TFM Daily Market Summary 10-18-2023


  • A buying tone in the grain markets helped lift the corn market higher on the day. Even as harvest pressure limited gains, December corn futures gained 3 cents on the session.
  • The soybean market and soybean meal led the grain markets higher, as some weather concerns are adding weather premium into prices. Key northern and central areas of Brazil are experiencing hot and dry weather, which is slowing the soybean planting pace. A slow soybean planting pace narrows the window for the second crop of Brazil corn, which could tighten longer-term global supplies.
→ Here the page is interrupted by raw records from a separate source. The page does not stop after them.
PR #414, opened 2023-05-02
Fix Secure Supply Chain Analysis Warning in PR pipeline

sayanshaw24:
We were getting a config analysis warning because the ClipTokenizer C# proj is not referenced in the Nuget.Config file, but it shouldn't need to be : [Pipelines - Run 20230501.4 logs (visualstudio.com)](https://aiinfra.visualstudio.com/ONNX%20Runtime/_build/results?buildId=304623&view=logs&j=096205eb-4599-56da-affa-13246cc49eac&t=e04a6eda-03ec-58f9-2d92-da0ce2c1a83e&l=25)

Removing packageSources from the config ignores the warning and solves the issue for manually triggered pipelines but not PR automated ones - however we could also simply remove the config file if it not needed by the CIs.


snnn (approved):

test/NuGet.config
wenbingl, line 1: Can you also check the file history to see why this file was added?

wenbingl (approved):

test/NuGet.config
sayanshaw24: Yeah, I also had this question - it was added by Scott to install GoogleTestAdapter but there's a package.config to install it so it is not needed, I checked with him and he said it should be fine to delete if CIs don't throw an issue.

.sscignore
```diff
@@ -0,0 +1,3 @@
+{
```
snnn, line 1: Does this file have any impact?

sayanshaw24: not at the minute, there are directions for handling an exception to ignore warnings that are not an actual problem here: https://eng.ms/docs/cloud-ai-platform/devdiv/one-engineering-system-1es/1es-docs/secure-supply-chain/project-artemis/central-feed-services-cfs, there is form which needs to be filled out which I have now submitted. Once it is looked at this should work to suppress the warnings.

wenbingl (approved):

PR #415, opened 2023-05-03
Add new required pre/post processing ops to Android and iOS packages.

skottmckay:
Add 
- BpeDecoder for Whisper
- ClipTokenizer for StableDiffusion
- DrawBoundingBoxes for object detection models


wenbingl (approved):

edgchen1 (approved):

tools/ios/package_ops.config
```diff
@@ -1 +1 @@
-com.microsoft.extensions;1;DecodeImage,EncodeImage,BertTokenizer
+com.microsoft.extensions;1;DecodeImage,EncodeImage,BertTokenizer,ClipTokenizer,BpeDecoder,DrawBoundingBoxes
```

  • Weekly ethanol production rose to a 5-year high last week at 1.035 million barrels/day; this was slightly higher than the previous week’s total. Ethanol stocks slipped to a 9-year low at 21.1 million barrels for the week ending October 13. Ethanol producers used 100.1 mb of corn last week as the yearly pace is 3.9% ahead of last year’s levels.
  • US weather is supporting harvest pace in some regions, but longer-term forecasts may add concern for the corn market in the northern Corn Belt. A potential series of storms going into the end of October could limit the harvest pace and possibly damage the mature crop.
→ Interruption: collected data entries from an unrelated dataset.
PR #513, opened 2023-08-07
More portable Java compiling support in MacOS

wenbingl:
Some java version installed by Homebrew requires this change.


cmake/ext_java.cmake
```diff
@@ -2,6 +2,11 @@ include(FindJava)
 find_package(Java REQUIRED)
 include(UseJava)
 if (NOT ANDROID)
+    set(JAVA_AWT_LIBRARY NotNeeded)
+set(JAVA_JVM_LIBRARY NotNeeded)
```
sayanshaw24, line 6: nit since indentation does not matter outside of scripts in cmake file but alignment?

sayanshaw24 (approved):

sayanshaw24 (approved):

PR #514, opened 2023-08-07
Test against ort-nightly when packaging Azure ops

RandySheriffH:
Test against ort-nightly when packaging Azure ops.


tools/test_cibuildwheel.bat
```diff
@@ -1,7 +1,8 @@
 @echo off
 if "%OCOS_ENABLE_AZURE%"=="1" (
     pushd %1\test
-    python -m pip install onnxruntime
+    python -m pip install coloredlogs flatbuffers numpy packaging protobuf sympy
+    python -m pip install -i https://aiinfra.pkgs.visualstudio.com/PublicPackages/_packaging/ORT-Nightly/pypi/simple/ ort-nightly==1.16.0.dev20230806001
```
wenbingl, line 5: I think the nightly version will only keep for some time and then was deleted. Is this what you want?

tools/test_cibuildwheel.bat
```diff
@@ -1,7 +1,8 @@
 @echo off
 if "%OCOS_ENABLE_AZURE%"=="1" (
     pushd %1\test
-    python -m pip install onnxruntime
+    python -m pip install coloredlogs flatbuffers numpy packaging protobuf sympy
```
wenbingl, line 4: Are these ort's dependencies?

tools/test_cibuildwheel.bat
RandySheriffH: Shortly, we will update the version to the RC.
For now, let's just keep the latest one at hand.

tools/test_cibuildwheel.bat
RandySheriffH: that's right.

wenbingl (approved):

  • The USDA will release the export sales report on Thursday morning. Expectations are for the 23/24 marketing year sales to range from 500,000-1,100,000 mt as corn export demand has improved with freshly harvested supplies.
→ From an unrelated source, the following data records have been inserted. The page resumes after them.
PR #518, opened 2023-08-09
Make CIs pass with Azure ops enabled by default.

skottmckay:
Enable Azure ops by default so that we're always building them. 
Add filtering to disable azure ops on platforms/builds where they are not supported.
To simplify, install dependencies required by default instead of requiring an environment variable to be set.
Misc. other cleanups.

TODO: automate testing of the azure ops most likely with a dummy webserver endpoint.


RandySheriffH (approved):

cmake/externals/triton.cmake
```diff
@@ -44,36 +36,44 @@ if (WIN32)
...
+  add_dependencies(getcurl getopenssl)
+
+  set(triton_extra_cmake_args -DVCPKG_TARGET_TRIPLET=${vcpkg_triplet}
                               -DCMAKE_TOOLCHAIN_FILE=${VCPKG_SRC}/scripts/buildsystems/vcpkg.cmake)
-  set(triton_patch_command "")
-  set(triton_dependencies ${VCPKG_DEPENDENCIES})
 
+  # insane... but we added patch.exe from the git 32-bit windows distribution because the CI image has removed it
+  # from the git install that is available, and this seems like the least egregious/inconsistent way to make it work...
+  set(triton_patch_exe ${PROJECT_SOURCE_DIR}/cmake/externals/git.Win32.2.41.03.patch/patch.exe)
```
wenbingl, line 75: should this patch tools in binary format be moved into some sub-folder in /tools?

cmake/externals/triton.cmake
```diff
@@ -102,22 +102,26 @@ else()
...
+# uses CentOS 7.
+#  1) use the full path to the version script file so 'ld' doesn't fail to find it. Looks like ld is running from the
+#     parent directory but not sure why the behavior differs vs. other linux builds
+#       e.g. building locally on Ubuntu is fine without the patch
+#  2) only set the CURL lib path to 'lib64' on a 64-bit CentOS build as 'lib64' is invalid on a 32-bit OS. without
+#     this patch the build of the third-party libraries in the triton client fail as the CURL build is not found.
+#
+# Also fix a Windows issue where the security tools complain about warnings being disabled by increasing the
+# warning level for triton/src/c++/library. Was /W0. Patched to /W3.
+set(triton_patch_command ${triton_patch_exe} --verbose -p1 -i ${PROJECT_SOURCE_DIR}/cmake/externals/triton_cmake.patch)
```
wenbingl, line 123: why does this patch command line not work for this case?
https://github.com/microsoft/onnxruntime-extensions/blob/4842e9d6ae97e907830b2b32502ae275f1b62e68/cmake/externals/sentencepieceproject.cmake#L13

PR #519, opened 2023-08-09
Update domain in triton test models

skottmckay:
Use the new preferred com.microsoft.extensions domain.
Add script to generate models and update domain.
For consistency update the OpenAI op/models/tests to use 'model_name' for the optional model name input. Default model name value can be provided by node attribute, or model author can make it an optional (add initializer with same name) or required input.


test/data/azure/create_triton.py
```diff
@@ -0,0 +1,78 @@
...
+    auth_token = helper.make_tensor_value_info('auth_token', TensorProto.STRING, [-1])
+    X = helper.make_tensor_value_info('X', TensorProto.FLOAT, [-1])
+    Y = helper.make_tensor_value_info('Y', TensorProto.FLOAT, [-1])
+    Z = helper.make_tensor_value_info('Z', TensorProto.FLOAT, [-1])
+    invoker = helper.make_node('AzureTritonInvoker', ['auth_token', 'X', 'Y'], ['Z'],
+                               domain='com.microsoft.extensions', name='triton_invoker',
+                               model_uri='https://endpoint-5095584.westus2.inference.ml.azure.com',
+                               model_name='addf', model_version='1', verbose='1')
+    graph = helper.make_graph([invoker], 'graph', [auth_token, X, Y], [Z])
+    model = helper.make_model(graph,
```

  • After trading on both sides of unchanged, soybeans surged higher to close out the day 14 ¼ cents in the green. This is the first close above 1300 since the end of September, as dryness continues in Argentina and the northern and central parts of Brazil.
  • Soybean meal traded sharply higher, gaining 14 dollars in the December, as technical buying ensued once the 400 level held after being tested midday. Soybean oil was the weak link of the complex that failed to successfully trade through its 20-day moving average, which brought out selling and profit taking from last week’s rally.
  • Northern and central Brazil are expected to remain dry for the rest of October, while the southernmost region continues to be wet. Argentina, the world’s largest soybean meal exporter, is expected to see some much needed rain in the next two weeks, but the totals aren’t expected to break the current dryness.
  • This morning the USDA reported a flash sale to China for the 23/24 marketing year totaling 132,000 mt.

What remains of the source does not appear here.